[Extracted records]

PR #1413, opened 2024-08-01
Cleanup `bus.go`

peterjan:
This PR contains a small cleanup of `bus.go` because that file was growing unwieldy. Mostly it cleans up the constructor, the shutdown method and moves the api handler code into a separate file, ensuring that when we have to reorganise bus initialisation and setup you have a better overview in `bus.go`. There's definitely more to do, we can move a lot of stuff into `internal` and we have to move some things out of `internal`, I plan to follow up with those changes but figured to get this 2.5k lines out of the way first.


webhooks/webhooks.go
```diff
@@ -128,9 +128,20 @@ func (m *Manager) BroadcastAction(_ context.Context, event Event) error {
 	return nil
 }
 
-func (m *Manager) Close() error {
+func (m *Manager) Close(ctx context.Context) error {
```
ChrisSchinnerl, line 131: Would make this a `Shutdown` if we need a context here.

ChrisSchinnerl (approved):

PR #1434, opened 2024-08-14
Reconfigure TestHost's contract manager and syncer

peterjan:
I noticed our test suite was really slow and was timing out from time to time. We were spending all that time waiting on hosts to sync, which took a really long time because the test host syncer was configured with the default production sync interval. It makes quite a big difference, for the tests I zoomed in on it's usually 3-4x faster.

Edit: overall it makes the entire integration test suite run twice as fast. We should probably have some sort of mechanism that alerts us if a PR makes the test suite noticeably slower...


internal/test/e2e/host.go
```diff
@@ -240,7 +240,7 @@ func NewHost(privKey types.PrivateKey, dir string, network *consensus.Network, g
 		GenesisID:  genesisBlock.ID(),
 		UniqueID:   gateway.GenerateUniqueID(),
 		NetAddress: l.Addr().String(),
-	})
+	}, syncerOpts...)
```
ChrisSchinnerl, line 243: Tbh I probably wouldn't have bothered storing the configs on the cluster for reboots and passing in syncer options to `NewHost` and instead just passed hardcoded syncer options here. 
e.g. `}, syncer.WithPeerDiscoveryInterval(testBusCfg().SyncerPeerDiscoveryInterval), syncer.WithSyncInterval(testBusCfg().SyncerSyncInterval))`

I don't think we need to configure tests with specific syncer intervals for hosts in our integration test suite.

ChrisSchinnerl (changes requested):

internal/node/syncer.go
```diff
@@ -85,10 +85,6 @@ func options(cfg BusConfig, logger *zap.Logger) (opts []syncer.Option) {
 		opts = append(opts, syncer.WithSyncInterval(cfg.SyncerSyncInterval))
 	}
 
-	if cfg.SyncerPeerDiscoveryInterval > 0 {
```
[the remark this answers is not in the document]
peterjan: I removed it because we added the option twice.

internal/test/e2e/host.go
peterjan: Hm I considered that too but I figured storing the config also gets rid of a couple of fields. I hardcoded the syncer options in `NewHost` but left the `busCfg` and `apCfg` on the `TestCluster` for now? Don't mind reverting that though.

peterjan: I reverted it anyway, went back and fourth on it while writing it so probably best to specify exactly what is needed from the ap and bus cfg for reboots.

ChrisSchinnerl (approved):

ChrisSchinnerl (approved):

### [YOUR GOAL]
Which lines in the data above hold the word "reboots"? Return each of them.

### [EXERCISE OUTPUT]
ChrisSchinnerl, line 243: Tbh I probably wouldn't have bothered storing the configs on the cluster for reboots and passing in syncer options to `NewHost` and instead just passed hardcoded syncer options here. 
peterjan: I reverted it anyway, went back and fourth on it while writing it so probably best to specify exactly what is needed from the ap and bus cfg for reboots.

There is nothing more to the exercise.